> Stored data
━━━

PR #31, opened 2021-07-12
Updated lifecycle events for AmplitudeSession

migs647:


bsneed:
it’s inserting its metadata even if amplitude isn’t in the list of destinations.  seems like it shouldn’t do that.  wdyt?

bsneed (approved):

━━━

> WHAT IS REQUIRED
Return the records in their entirety. Keep every character as it is.

> ANSWER TO THE PROBLEM
PR #31, opened 2021-07-12
Updated lifecycle events for AmplitudeSession

migs647:


bsneed:
it’s inserting its metadata even if amplitude isn’t in the list of destinations.  seems like it shouldn’t do that.  wdyt?

bsneed (approved):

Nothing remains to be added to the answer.